Aber das wird nicht reichen, um den Klimawandel zu stoppen?!
Wenn wir nicht umstellen, müssen wir am Ende auf viel mehr verzichten. Verzicht und Verlust werden wir erleben, wenn wir keinen Klima- und Umweltschutz betreiben. Und nein, wenn alle nur individuell etwas tun, wird das nicht reichen. Das ist es auch, was wir aus der Prävention in anderen Bereichen schon seit Jahrzehnten wissen. Verhaltensprävention ist begrenzt, wir müssen an die Verhältnisse. Hier kommt der Handabdruck ins Spiel: Wir bewirken noch mehr, wenn wir nicht nur unsere eigene Ernährungsweise ändern, sondern uns zum Beispiel dafür einsetzen, dass die Kantine pflanzenbasierte Ernährung anbietet. Es schließt nicht einmal aus, dass es dort nicht auch mal Fleisch gibt. Nur sollte die gesündere Wahl die naheliegende sein.
Anders als der Fußabdruck, den es klein zu halten gilt, soll der Handabdruck wachsen. Was sind weitere Maßnahmen?
Die gute Nachricht ist: Wir können alle unseren Handabdruck vergrößern, in jeder Rolle, auf jeder Ebene, die wir haben, ob als Eltern, Vereinsmitglieder, Angestellte oder in Leitungspositionen – man setzt sich für gesellschaftlichen Wandel ein. Zum Beispiel kann ich mich für einen lokalen Radentscheid einsetzen, ihn sogar initiieren. Ich kann wählen gehen, Petitionen mittragen. Ich kann mit Vorgesetzten sprechen und mich beispielsweise für eine Dusche im Unternehmen einsetzen, um mich dort nach der Fahrt zur Arbeit mit dem Fahrrad frisch machen zu können. Mit allem was an die Strukturen rangeht und Veränderungen nicht nur für mich mit sich bringt, sondern für alle anderen auch, vergrößert sich der Hebel vom Individuum zum Allgemeineren – und auch meine Selbstwirksamkeit. Wir haben die Strukturen als Menschheit geschaffen, wir können sie auch ändern. Wichtig ist, dass das Engagement auch Freude bringt. Das kann alleine funktionieren, den meisten Menschen bringt es mehr Freude, sich dafür mit anderen zusammenzuschließen.
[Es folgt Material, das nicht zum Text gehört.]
PR #934, opened 2021-12-20
Task/DES-1483: Display Author Modal for PIs and Co-PIs

owaisj:
## Overview: ##

Allow users to view author modals for PIs and Co-PIs

## PR Status: ##

* [x] Ready.
* [ ] Work in Progress.
* [ ] Hold.

## Related Jira tickets: ##

* [DES-1483](https://jira.tacc.utexas.edu/browse/DES-1483)

## UI Photos:

image

image

image

### DIFF
--- a/designsafe/static/scripts/data-depot/components/published/published-view.component.js
+++ b/designsafe/static/scripts/data-depot/components/published/published-view.component.js
@@ -19,6 +19,14 @@ class PublishedViewCtrl {
         this.FileOperationService = FileOperationService;
         this.PublicationService= PublicationService;
         this.UserService = UserService;
+        this.loadingUserData = {
+            pi: true,
+            coPis: true,
+        };
+        this.authorData = {
+            pi: {},
+            coPis: null,
+        };
     }
 
     $onInit() {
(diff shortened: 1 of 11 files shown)


designsafe/static/scripts/data-depot/components/published/published-view.component.js
```diff
@@ -19,6 +19,14 @@ class PublishedViewCtrl {
...
         this.PublicationService= PublicationService;
         this.UserService = UserService;
+        this.loadingUserData = {
+            pi: true,
+            coPis: true,
+        };
+        this.authorData = {
+            pi: {},
+            coPis: null,
+        };
```
Strmiska, line 29: Will it cause any issues to initialize these variables in `$onInit` instead of the constructor? If so disregard. I just wanted to mention that `this.ui` is where most of the UI params are set across different components on DS (usually) for things like "loading" etc...

designsafe/static/scripts/data-depot/components/published/published-view.component.js
```diff
@@ -35,6 +43,33 @@ class PublishedViewCtrl {
...
+                email: res.email,
+                name: res.username,
+                inst: res.profile.institution,
+            };
+            this.loadingUserData.pi = false;
+        });
+        if (this.project.value.coPis) {
+            this.authorData.coPis = new Array(this.project.value.coPis.length);
+            this.project.value.coPis.forEach((coPi, idx) => {
+                this.UserService.get(coPi).then((res) => {
```
Strmiska, line 60: I believe there is a working method in the UserService for getting multiple user profiles at once called `getPublic` which should be able to accept a list of usernames.

Strmiska: Oh lame! Yeah if the backend has that data and it's just not being passed up, see if you can add it in to the response. I'm sure it'll come in handy in the future. Sometimes we have like 20 or so users to look up on these projects and I don't really know how long it would take to grab each one.

If it turns out to be a bunch of extra work, just make a new JIRA task for it with the files and line numbers, then we'll come back to it.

Die Formel ist also 'Fußabdruck plus Handabdruck in Kombination' sorgt für Gesunde Menschen auf einem gesunden Planeten?
Gemeinsam aktiv werden in allen Bereichen, auf allen Ebenen. An Gesundheit, Sicherheit und echter Freiheit dazu gewinnen, statt Zwängen der Ressourcenverknappung unterworfen zu sein. Fragen Sie sich, was kann ich beitragen? Und machen Sie mit, es macht Spaß!